> [Data provided]:
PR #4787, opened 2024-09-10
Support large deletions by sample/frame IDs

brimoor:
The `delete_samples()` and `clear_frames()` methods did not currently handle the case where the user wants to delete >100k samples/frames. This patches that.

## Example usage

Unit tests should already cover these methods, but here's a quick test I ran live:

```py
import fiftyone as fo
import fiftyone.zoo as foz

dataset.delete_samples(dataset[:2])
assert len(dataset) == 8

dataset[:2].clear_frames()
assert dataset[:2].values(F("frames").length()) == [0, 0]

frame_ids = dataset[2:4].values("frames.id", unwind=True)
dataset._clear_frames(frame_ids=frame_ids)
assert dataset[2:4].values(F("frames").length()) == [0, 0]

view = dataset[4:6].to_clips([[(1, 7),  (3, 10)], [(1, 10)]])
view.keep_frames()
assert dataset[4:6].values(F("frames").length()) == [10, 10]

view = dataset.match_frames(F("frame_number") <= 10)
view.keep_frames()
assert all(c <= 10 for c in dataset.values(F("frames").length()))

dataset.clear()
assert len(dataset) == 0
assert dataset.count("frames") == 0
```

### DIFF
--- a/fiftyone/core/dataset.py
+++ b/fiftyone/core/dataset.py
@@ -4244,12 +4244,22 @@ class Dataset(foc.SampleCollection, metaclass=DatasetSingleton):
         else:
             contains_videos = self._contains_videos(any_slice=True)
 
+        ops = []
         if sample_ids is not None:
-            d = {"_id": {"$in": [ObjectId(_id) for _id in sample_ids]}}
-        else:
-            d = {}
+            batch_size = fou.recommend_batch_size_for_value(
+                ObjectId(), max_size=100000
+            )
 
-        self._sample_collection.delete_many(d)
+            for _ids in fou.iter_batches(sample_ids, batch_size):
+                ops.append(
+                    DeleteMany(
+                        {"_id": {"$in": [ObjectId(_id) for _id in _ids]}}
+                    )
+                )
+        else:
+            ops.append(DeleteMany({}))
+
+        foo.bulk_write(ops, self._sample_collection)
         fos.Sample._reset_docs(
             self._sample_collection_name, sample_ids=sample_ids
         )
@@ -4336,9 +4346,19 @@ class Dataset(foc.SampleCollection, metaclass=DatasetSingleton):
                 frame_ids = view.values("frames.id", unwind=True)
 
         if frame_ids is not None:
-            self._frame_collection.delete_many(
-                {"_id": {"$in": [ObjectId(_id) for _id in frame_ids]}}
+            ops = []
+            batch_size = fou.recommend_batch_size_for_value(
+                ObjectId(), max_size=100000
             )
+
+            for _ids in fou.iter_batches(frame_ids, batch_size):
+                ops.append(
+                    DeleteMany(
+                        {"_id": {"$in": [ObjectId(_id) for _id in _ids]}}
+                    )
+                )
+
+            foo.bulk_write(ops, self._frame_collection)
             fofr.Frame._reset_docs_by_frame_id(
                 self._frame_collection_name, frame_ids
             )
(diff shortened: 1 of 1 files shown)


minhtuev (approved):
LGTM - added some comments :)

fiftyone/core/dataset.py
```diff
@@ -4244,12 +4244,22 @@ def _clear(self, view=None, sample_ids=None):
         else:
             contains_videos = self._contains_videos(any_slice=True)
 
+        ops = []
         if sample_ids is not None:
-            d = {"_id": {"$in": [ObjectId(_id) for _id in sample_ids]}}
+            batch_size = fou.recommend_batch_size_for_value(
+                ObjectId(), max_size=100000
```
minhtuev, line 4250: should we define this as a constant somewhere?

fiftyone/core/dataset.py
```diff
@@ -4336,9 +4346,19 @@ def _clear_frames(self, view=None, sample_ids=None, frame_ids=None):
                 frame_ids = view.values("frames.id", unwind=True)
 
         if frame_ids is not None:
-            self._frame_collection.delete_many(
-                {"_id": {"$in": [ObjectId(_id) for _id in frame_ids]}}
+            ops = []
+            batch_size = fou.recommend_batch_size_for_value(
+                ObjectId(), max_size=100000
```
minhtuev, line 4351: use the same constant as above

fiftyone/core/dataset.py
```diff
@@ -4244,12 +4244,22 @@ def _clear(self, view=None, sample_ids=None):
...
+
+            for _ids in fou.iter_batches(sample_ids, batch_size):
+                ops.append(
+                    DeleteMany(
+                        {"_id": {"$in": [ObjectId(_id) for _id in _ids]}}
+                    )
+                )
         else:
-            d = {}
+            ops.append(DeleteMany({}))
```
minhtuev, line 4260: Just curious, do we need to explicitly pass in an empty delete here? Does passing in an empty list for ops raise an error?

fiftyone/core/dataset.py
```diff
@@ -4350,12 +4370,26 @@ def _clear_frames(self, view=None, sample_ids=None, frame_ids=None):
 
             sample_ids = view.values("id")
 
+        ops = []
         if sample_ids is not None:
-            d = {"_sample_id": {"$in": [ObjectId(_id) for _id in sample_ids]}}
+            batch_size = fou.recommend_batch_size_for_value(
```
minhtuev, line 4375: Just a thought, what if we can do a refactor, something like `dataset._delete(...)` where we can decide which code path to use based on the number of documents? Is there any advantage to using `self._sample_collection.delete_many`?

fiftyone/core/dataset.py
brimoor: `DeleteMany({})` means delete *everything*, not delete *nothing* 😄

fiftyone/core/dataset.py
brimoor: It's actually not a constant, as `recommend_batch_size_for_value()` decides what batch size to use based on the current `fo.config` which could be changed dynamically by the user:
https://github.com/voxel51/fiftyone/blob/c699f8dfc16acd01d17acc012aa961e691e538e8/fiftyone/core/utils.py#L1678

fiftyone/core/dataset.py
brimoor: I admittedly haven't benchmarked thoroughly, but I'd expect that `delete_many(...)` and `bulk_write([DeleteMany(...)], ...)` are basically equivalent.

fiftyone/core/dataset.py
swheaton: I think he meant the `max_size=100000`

> [Aim of the exercise]: When a line in the data holds the word "length", show that line.

> [Response box]:
assert dataset[:2].values(F("frames").length()) == [0, 0]
assert dataset[2:4].values(F("frames").length()) == [0, 0]
assert dataset[4:6].values(F("frames").length()) == [10, 10]
assert all(c <= 10 for c in dataset.values(F("frames").length()))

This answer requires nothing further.